Brexit gives us a chance to revolutionize housing policy

The housing market is an interesting one, and one which is ailing. For decades now governments have tried to correct this dilemma, and they have failed. The majority of the previous Labour government’s focus was spent on “Education, Education, Education” the words of Tony Blair, whilst the market suffered from regulation, regulation and further regulation. Whilst Conservative governments and the Coalition have had key focuses elsewhere, and generally continued the status quo. However, irrefutable evidence lies to suggest that Labour’s high taxation and high regulation policy is the far worst of these approaches in the fact that of the past seven Prime Ministers the three with the highest change in Real House Prices per year, be it positive or negative, were all Labour PM’s, Blair even managed to double it alone and add roughly £103,000 onto the market.

Regarding regulation, one interesting species to note is the Great Crested Newt, this is considered by the IUCN Red List as being “Listed as of Least Concern in view of its wide distribution, tolerance of a degree of habitat modification, presumed large population, and because it is unlikely to be declining fast enough to qualify for listing in a more threatened category.” Yet has been protected by the EU due to its status on mainland Europe, and as the UK normally do, we followed suit with legislation to protect a species which now vastly damages building projects across the UK and is as common as rain in the north.

Great Crested Newt

Brexit gives us a chance to correct the errors of judgement we have made in the past and truly change our regulations from being for the sake of regulations, into legislation which can begin to make a difference, not limited to only cases of environmental legislation by checking the species which we protect are those which need so the most.
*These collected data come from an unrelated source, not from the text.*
Issue #1403, opened 2022-08-15
Background Processing Conflict with WooCommerce GF Add-on


jakejackson1:
**Description**
When the background processing feature is enabled in Gravity PDF and a Notification is sent using the Woo GF add-on after checkout via the `GFAPI::send_notifications()` API, a critical error is shown in the Gravity PDF logs and the notification email isn't sent.

jestonihpi:
Hi @jakejackson1. I may need some help on how to replicate this : Is this the correct Add-on?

Now is the time to embrace solutions to this ever-growing housing crisis, yet how do we do this? Not by just correcting the mistakes of the past such as that of regulations, but by setting out the plans for the future, we are already falling behind on this. Article 50 has been triggered and the clock is ticking, it is time to start with some somewhat radical thought till we approach a reasonable solution for our post EU future. We are already seeing plans emerging from the economically radical left and whilst fire may not fight fire it may be nigh on time to start seeing some plans from the relatively radical right. I would not claim to be a member of this group, yet we can pick and choose policies, and I believe it’s time to open up some discussion from this sector of society.

So now, what policies could we possibly debate from this group, policies which are radical yet reasonable and fair, policies that may lead to jobs, to growth and to a better future for many. One seems to meet all standards, the potential abolition of all taxation regarding the purchasing or sale of land for development of new properties, and the eventual first time sale of the property, this may help to drive down the incredible cost of land that is currently estimated at roughly 70% of the cost of development. This may also have an impact upon current house prices, but this will likely be negligible due to the marginal impact of new homes upon the whole market, whilst businesses would be eager to take advantage of such a profitable market and so flock to create a housing boom for the UK at not just a significant rate, but also at an affordable price for the so called ‘Generation Rent’.

We’ve had the big boom of the financial sector and of industry, it’s time to embrace some economic liberalism and cause the housing boom, and end this crisis whilst providing for valued, high paid jobs.